I’ll have to say Norway. Iceland was at the top of the “must go” list for a few years but after recently following a good friend’s journey to some epic set-ups there on Instagram and chatting it up with him after his return this winter, Norway has definitely edged it out. The combination of landscape, snow, solid waves, and of course the Northern Lights has put it at the the top of my hit list for sure.
Also I would like to see more of Western Australia. I have been once and only scratched the surface. I can’t wait to get back soon.
What would you say is the most challenging part of being a photographer?
Evolving and staying motivated. It’s easy to fall into a “perceived rut” and not want to shoot or edit. I think just picking up my camera as often as possible is a challenge for me but it’s important for me to do that. I’m not always inspired by my surroundings so it’s tough to stay motivated to shoot so overcoming that lackadaisical feeling is tough but necessary. One way to offset that feelin is teaching and running a digital photography club at school where I have a small crew of kids who I work with. They each have their own DSLR so running through settings, concepts, and techniques is great way for me to overcome the challenge of being a photographer who’s not considered “professional.”
Who are your greatest photography inspirations?
First off, Ben Currie is a huge inspiration. He’s always someone I share my latest work with for feedback, motivation, and overall stoke. He basically taught me the ropes early on so I have nothing but respect for him and am forever grateful for his insight and friendship we have developed over the years. Matt Clark, I just love his style and he’s a fellow New Yorker who works his magic with that NY light both in frigid winter waters and the warmer days of any fall hurricane season. James Parascondola, also a friend and New Yorker, is someone I share my work with right away so that we can stoke each other out as swells happen and get the inspiration flowing.

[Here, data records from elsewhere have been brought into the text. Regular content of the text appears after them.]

PR #3407, opened 2023-03-27
Require the utils file in the uninstaller

felipeelia:
### Description of the Change

Fixes an error while uninstalling the plugin:

Fatal error: Uncaught Error: Call to undefined function ElasticPress\Utils\get_capability() in /var/www/html/wp-content/plugins/elasticpress/uninstall.php:225

Closes #

### How to test the Change

Install and activate the plugin, then run `wp plugin uninstall elasticpress`

### Changelog Entry

> Fixed - Fatal error during plugin uninstall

Some of the international crew of photogs I am constantly inspired by are Warren Keelan, Andrew Semark, Chris White, Phillip Thurston and Ray Collins. Finally, Aaron Brimhall, though not a surf photographer per say, he has been such an inspiration to me especially in the realm of editing. Sorry if I left names out but you know who you are, there are just so many photographers that I follow on Instagram that inspire me on a daily basis.

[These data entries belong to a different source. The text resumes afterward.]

PR #3425, opened 2023-04-03
Feature: Did you mean

### LINKED ISSUE #2089: Feature: Did you mean....?
Everyone knows the "did you mean ...?" functionality big search engines offer. 

Adding such a feature into ElasticPress that would index successful search queries and the amount of results they return (in a safe and performant way) and compare current search queries against this list of known successful queries and suggest alternative searches would be a great feature that can help visitors find relevant content.

burhandodhy:
### Description of the Change

This PR adds the 'Did you mean' functionality just like other search engines have. The algorithm on ES will detect any typos in the search term and based on the result, the most preferred term will be disabled. To add the functionality to the search page, the user has to call the function `\ElasticPress\Features::factory()->get_registered_feature( 'did-you-mean' )->get_suggestion();`

Closes #2089

### How to test the Change

- Enable the "Did You Mean" Feature
- Add the method `\ElasticPress\Features::factory()->get_registered_feature( 'did-you-mean' )->get_suggestion();` on theme search template.
- Search a term with typo

This feature includes a setting that applies when the search results yield no matches.

1) "Display all the suggestions": When this option is enabled, ElasticPress will display all suggested terms.
2) "Automatically redirects user to top suggestion": Enabling this option will automatically redirect the user to the top suggested term when there are no search results.

### Changelog Entry

> Added - 'Did you mean' functionality when there is typo in search term

### Credits

Props @burhandodhy 

### Checklist:

### DIFF
--- a/elasticpress.php
+++ b/elasticpress.php
@@ -117,6 +117,10 @@ function register_indexable_posts() {
 	);
 
 	Features::factory()->register_feature(
+		new Feature\DidYouMean\DidYouMean()
+	);
+
+	Features::factory()->register_feature(
 		new Feature\WooCommerce\WooCommerce()
 	);
 
@@ -164,10 +168,6 @@ function register_indexable_posts() {
 
 	Features::factory()->register_feature(
 		new Feature\Terms\Terms()
-	);
-
-	Features::factory()->register_feature(
-		new Feature\DidYouMean\DidYouMean()
 	);
 
 	/**
--- a/elasticpress.php
+++ b/elasticpress.php
@@ -166,6 +166,10 @@ function register_indexable_posts() {
 		new Feature\Terms\Terms()
 	);
 
+	Features::factory()->register_feature(
+		new Feature\DidYouMean\DidYouMean()
+	);
+
 	/**
 	 * Register search algorithms
 	 */
--- a/includes/classes/Feature/DidYouMean/DidYouMean.php
+++ b/includes/classes/Feature/DidYouMean/DidYouMean.php
@@ -170,6 +170,7 @@ class DidYouMean extends Feature {
 		 * Filter the search analyzer use for the did you mean feature.
 		 *
 		 * @hook ep_search_suggestion_analyzer
+		 * @since 4.6.0
 		 * @param {array} $search_analyzer Search analyzer
 		 * @param {array} $formatted_args Formatted Elasticsearch query
 		 * @param {array} $args WP_Query arguments
--- a/includes/classes/Feature/DidYouMean/DidYouMean.php
+++ b/includes/classes/Feature/DidYouMean/DidYouMean.php
@@ -334,12 +334,23 @@ class DidYouMean extends Feature {
 	/**
 	 * Return a message to the user when the original search term has no results and the user is redirected to the suggested term.
 	 *
+	 * @param WP_Query $query WP_Query object
+	 *
 	 * @return string|void
 	 */
-	public function get_original_search_term() {
+	public function get_original_search_term( $query = null ) {
 		global $wp_query;
 
-		if ( ! $wp_query->is_main_query() || ! $wp_query->is_search() ) {
+		$settings = $this->get_settings();
+		if ( empty( $settings['active'] ) ) {
+			return false;
+		}
+
+		if ( ! $query && $wp_query->is_main_query() && $wp_query->is_search() ) {
+			$query = $wp_query;
+		}
+
+		if ( ! is_a( $query, '\WP_Query' ) ) {
 			return;
 		}
 
@@ -361,7 +372,7 @@ class DidYouMean extends Feature {
 			<span class="no-result">%s</span><strong>%s</strong>
 			</div>',
 			esc_html__( 'Showing results for: ', 'elasticpress' ),
-			esc_html( $wp_query->query_vars['s'] ),
+			esc_html( $query->query_vars['s'] ),
 			esc_html__( 'No results for: ', 'elasticpress' ),
 			esc_html( $original_term )
 		);
@@ -374,16 +385,16 @@ class DidYouMean extends Feature {
 		 * @param {string} $html HTML output
 		 * @param {string} $search_term Suggested search term
 		 * @param {string} $original_term Original search term
-		 * @param {WP_Query} $wp_query WP_Query object
+		 * @param {WP_Query} $query WP_Query object
 		 * @return {string} New HTML output
 		 */
-		return apply_filters( 'ep_suggestion_original_search_term_html', $html, $wp_query->query_vars['s'], $original_term, $wp_query );
+		return apply_filters( 'ep_suggestion_original_search_term_html', $html, $query->query_vars['s'], $original_term, $query );
 	}
 
 	/**
 	 * Returns the suggestion
 	 *
-	 * @param WP_Query $query WP_Query object. Default set to false.
+	 * @param WP_Query $query WP_Query object
 	 * @return void
 	 */
 	public function the_output( $query = null ) {
--- a/includes/classes/Feature/DidYouMean/DidYouMean.php
+++ b/includes/classes/Feature/DidYouMean/DidYouMean.php
@@ -46,6 +46,7 @@ class DidYouMean extends Feature {
 		add_filter( 'ep_post_formatted_args', [ $this, 'add_query_args' ], 10, 3 );
 		add_filter( 'ep_integrate_search_queries', [ $this, 'set_ep_suggestion' ], 10, 2 );
 		add_action( 'template_redirect', [ $this, 'automatically_redirect_user' ] );
+		add_action( 'ep_suggestions', [ $this, 'the_output' ] );
 	}
 
 	/**
@@ -128,22 +129,22 @@ class DidYouMean extends Feature {
 			return false;
 		}
 
-		$html = sprintf( '<span class="ep-suggested-spell-term">%s: <a href="%s">%s</a>?</span>', esc_html__( 'Did you mean', 'elasticpress' ), get_search_link( $term ), $term );
+		$html = sprintf( '<span class="ep-spell-suggestion">%s: <a href="%s">%s</a>?</span>', esc_html__( 'Did you mean', 'elasticpress' ), get_search_link( $term ), $term );
 
 		$html .= $this->get_alternatives_terms( $query );
 		$terms = $query->suggested_terms['options'] ?? [];
 
 		/**
-		 * Filter the did you mean suggested term HTML.
+		 * Filter the did you mean suggested HTML.
 		 *
 		 * @since 4.6.0
-		 * @hook ep_did_you_mean_suggested_term_html
+		 * @hook ep_suggestion_html
 		 * @param {string}   $html The HTML output.
 		 * @param {array}    $terms All suggested terms.
 		 * @param {WP_Query} $query The WP_Query object.
 		 * @return {string}  New $html value
 		 */
-		return apply_filters( 'ep_did_you_mean_suggestion_html', $html, $terms, $query );
+		return apply_filters( 'ep_suggestion_html', $html, $terms, $query );
 	}
 
 	/**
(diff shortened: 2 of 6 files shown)


elasticpress.php
```diff
@@ -166,6 +166,10 @@ function register_indexable_posts() {
 		new Feature\Terms\Terms()
 	);
 
+	Features::factory()->register_feature(
+		new Feature\DidYouMean\DidYouMean()
+	);
```
felipeelia: Let's ask @brandwaffle where in the list he wants to add this new feature. It could be one of the most visible ones instead of the last in the list.

includes/classes/Feature/DidYouMean/DidYouMean.php
```diff
@@ -0,0 +1,308 @@
+<?php
+/**
+ * Did You Mean feature.
+ *
+ * @since   4.6
```
felipeelia: Let's make it 4.6.0 (with the final .0) everywhere, please :)

includes/classes/Feature/DidYouMean/DidYouMean.php
```diff
@@ -0,0 +1,308 @@
...
+		$this->slug = 'did-you-mean';
+
+		$this->title = esc_html__( 'Did You Mean', 'elasticpress' );
+
+		$this->summary = __( '"Did You Mean" search feature provides alternative suggestions for misspelled or ambiguous search queries, enhancing search accuracy and user experience.', 'elasticpress' );
+
+		$this->requires_install_reindex = true;
+
+		$this->default_settings = [
+			'force_inactive'  => true,
```
felipeelia: Do we need this to be true?

includes/classes/Feature/DidYouMean/DidYouMean.php
```diff
@@ -0,0 +1,308 @@
...
+		parent::__construct();
+	}
+
+	/**
+	 * Setup search functionality.
+	 *
+	 * @return void
+	 */
+	public function setup() {
+		add_filter( 'ep_post_mapping', [ $this, 'add_mapping' ], 10 );
```
felipeelia:
```suggestion
		add_filter( 'ep_post_mapping', [ $this, 'add_mapping' ] );
```

includes/classes/Feature/DidYouMean/DidYouMean.php
```diff
@@ -0,0 +1,308 @@
...
+			'type'      => 'custom',
+			'tokenizer' => 'standard',
+			'filter'    => [
+				'lowercase',
+				'shingle_filter',
+			],
+		];
+
+		// Mapping.
+		$mapping['mappings']['properties']['post_content']['fields'] = [
```
felipeelia: Depending on the ES version this might need to be different (with a `'post'` between properties and post_content), no?

includes/classes/Feature/DidYouMean/DidYouMean.php
```diff
@@ -0,0 +1,308 @@
...
+		/**
+		 * Filter the Did You Mean HTML output.
+		 *
+		 * @since 4.6.0
+		 * @hook ep_did_you_mean_suggestion_html
+		 * @param {string}   $html The HTML output.
+		 * @param {WP_Query} $query The WP_Query object.
+		 * @return {string}  New $html value
+		 */
+		return apply_filters( 'ep_did_you_mean_suggestion_html', $html, $query );
```
felipeelia: Let's pass the term(s) here as well.

includes/classes/Feature/DidYouMean/DidYouMean.php
```diff
@@ -0,0 +1,308 @@
...
+		];
+
+		/**
+		 * Filter the search analyzer use for the did you mean feature.
+		 *
+		 * @hook ep_search_suggestion_analyzer
+		 * @param {array} $search_analyzer Search analyzer
+		 * @param {array} $formatted_args Formatted Elasticsearch query
+		 * @param {array} $args WP_Query arguments
+		 * @param {array} $wp_query WP_Query object
```
felipeelia: If $wp_query is a WP_Query object, the type of this `@param` needs to reflect that.

includes/classes/Feature/DidYouMean/DidYouMean.php
```diff
@@ -0,0 +1,308 @@
...
+				<label><input name="settings[search_behavior]" type="radio" <?php checked( $settings['search_behavior'], 'redirect' ); ?> value="redirect"><?php esc_html_e( 'Automatically redirects user to top suggestion', 'elasticpress' ); ?></label><br>
+			</div>
+		</div>
+		<?php
+	}
+
+	/**
+	 * Returns the list of other suggestions
+	 *
+	 * @param WP_Query $query WP_Query object
```
felipeelia, line 245: It needs to document the return as well (and as it can return `false` it can be signed as `: string`

includes/classes/Feature/DidYouMean/DidYouMean.php
```diff
@@ -0,0 +1,308 @@
...
+
+	/**
+	 * Set the ep_suggestion flag to true if the query is a search query.
+	 *
+	 * @param bool     $enabled Whether to enable the search queries integration.
+	 * @param WP_Query $query   The WP_Query object.
+	 */
+	public function set_ep_suggestion( $enabled, $query ) : bool {
+		if ( $query->is_search() && ! empty( $query->query_vars['s'] ) ) {
+			$query->set( 'ep_suggestion', true );
```
felipeelia, line 201: I think we will need different names here, no? One flag to say the query should search for suggestions and a different one to actually store suggestions?

includes/classes/Indexable/Post/QueryIntegration.php
```diff
@@ -359,6 +359,7 @@ public function get_es_posts( $posts, $query ) {
 			$query->found_posts           = $found_documents;
 			$query->num_posts             = $query->found_posts;
 			$query->max_num_pages         = ceil( $found_documents / $query->get( 'posts_per_page' ) );
+			$query->ep_suggestion         = isset( $ep_query['suggest']['ep_suggestion'] ) && isset( $ep_query['suggest']['ep_suggestion'][0] ) ? $ep_query['suggest']['ep_suggestion'][0] : [];
```
felipeelia: What about multiple suggestions?

felipeelia (commented):
@burhandodhy identified some changes we'll need to do but happy to talk about it next week.

includes/classes/Feature/DidYouMean/DidYouMean.php
burhandodhy: It depends; if we don't set it to true, the feature will be automatically enabled upon enabling the search feature.

burhandodhy: Found the root cause of the problem, and I removed my changes.

includes/classes/Feature/DidYouMean/DidYouMean.php
burhandodhy: Done.

includes/classes/Indexable/Post/QueryIntegration.php
burhandodhy: The 0 index does have all the suggestions.

includes/classes/Feature/DidYouMean/DidYouMean.php
```diff
@@ -0,0 +1,325 @@
...
+						'field' => 'post_content.shingle',
+					],
+				],
+			],
+		];
+
+		/**
+		 * Filter the search analyzer use for the did you mean feature.
+		 *
+		 * @hook ep_search_suggestion_analyzer
```
felipeelia, line 174: Can we add a `@since` here @burhandodhy ?

includes/classes/Feature/DidYouMean/DidYouMean.php
```diff
@@ -0,0 +1,325 @@
...
+		 * @param {array} $search_analyzer Search analyzer
+		 * @param {array} $formatted_args Formatted Elasticsearch query
+		 * @param {array} $args WP_Query arguments
+		 * @param {WP_Query} $wp_query WP_Query object
+		 *
+		 * @return  {array} New search analyzer
+		 */
+		$search_analyzer = apply_filters( 'ep_search_suggestion_analyzer', $search_analyzer, $formatted_args, $args, $wp_query );
```
felipeelia, line 181: Can we add a simple unit test for this filter?

felipeelia (changes requested):
@burhandodhy Can we also please add some documentation about how people can use this feature?

includes/classes/Feature/DidYouMean/DidYouMean.php
burhandodhy: Done. From now `suggested_terms` would have all the suggestions.

includes/classes/Feature/DidYouMean/DidYouMean.php
```diff
@@ -0,0 +1,395 @@
...
+		);
+
+		wp_safe_redirect( $url );
+		exit;
+	}
+
+	/**
+	 * Return a message to the user when the original search term has no results and the user is redirected to the suggested term.
+	 *
+	 * @return string
```
felipeelia: It can also return void @burhandodhy

includes/classes/Feature/DidYouMean/DidYouMean.php
```diff
@@ -0,0 +1,395 @@
...
+	 * Returns the suggestion
+	 *
+	 * @param WP_Query $query WP_Query object. Default set to false.
+	 * @return void
+	 */
+	public function the_output( $query = false ) {
+		$html  = $this->get_original_search_term();
+		$html .= $this->get_suggestion( $query );
+
+		echo $html; // phpcs:ignore WordPress.Security.EscapeOutput.OutputNotEscaped
```
felipeelia: Why can't we sanitize it with wp_kses_post or similar?

includes/classes/Feature/DidYouMean/DidYouMean.php
```diff
@@ -0,0 +1,395 @@
...
+	 *
+	 * @return void
+	 */
+	public function output_feature_box_settings() {
+		$settings = $this->get_settings();
+		?>
+		<div class="field">
+			<div class="field-name status"><?php esc_html_e( 'Search behavior when no result is found', 'elasticpress' ); ?></div>
+			<div class="input-wrap">
+				<label><input name="settings[search_behavior]" type="radio" <?php checked( ! (bool) $settings['search_behavior'] ); ?> value="0"><?php esc_html_e( 'Display a top suggestion', 'elasticpress' ); ?></label><br>
```
felipeelia:
```suggestion
				<label><input name="settings[search_behavior]" type="radio" <?php checked( ! (bool) $settings['search_behavior'] ); ?> value="0"><?php esc_html_e( 'Display the top suggestion', 'elasticpress' ); ?></label><br>
```

includes/classes/Feature/DidYouMean/DidYouMean.php
```diff
@@ -0,0 +1,395 @@
...
+	}
+
+	/**
+	 * Returns the suggestion
+	 *
+	 * @param WP_Query $query WP_Query object. Default set to false.
+	 * @return void
+	 */
+	public function the_output( $query = false ) {
+		$html  = $this->get_original_search_term();
```
felipeelia: Any reason why sometimes we consider it possible to work with a custom WP_Query and on this function it only uses the main_query?

includes/classes/Feature/DidYouMean/DidYouMean.php
```diff
@@ -0,0 +1,395 @@
...
+
+	/**
+	 * Initialize feature, setting it's config.
+	 */
+	public function __construct() {
+		$this->slug = 'did-you-mean';
+
+		$this->title = esc_html__( 'Did You Mean', 'elasticpress' );
+
+		$this->summary = __( '"Did You Mean" search feature provides alternative suggestions for misspelled or ambiguous search queries, enhancing search accuracy and user experience.', 'elasticpress' );
```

What continues to motivate you to create?
Challenging myself to be better at the craft, sharing visions of the ocean and natural world with people who may never have the chance to experience those moments first hand.
Lastly what is one piece of advice you would give someone starting out in photography?
Have fun with it!!! Do it for yourself and for the joy of taking great pictures. The journey it provides and learning experiences you gain from that opportunity. There should be an emotional fulfillment it gives you and latch onto that. When traveling to photograph as you soon find yourself wanting to more and more, pack as light as possible, which is not always easy, be ready for anything, always be respectful of the locals and if you can obtain some local knowledge as you make moves or definitely hire a guide, especially if it’s your first time there. Not only does it support the local community but will make getting around more efficient and maximize your ability to shoot what you have in mind. If you’re the type of traveler who’s into making detailed itineraries, I would suggest keeping it as open as possible to allow for those spur-of-the-moment scenarios to develop. When you do get to your destination try to be as flexible as possible and most of all…. have fun and be safe!!!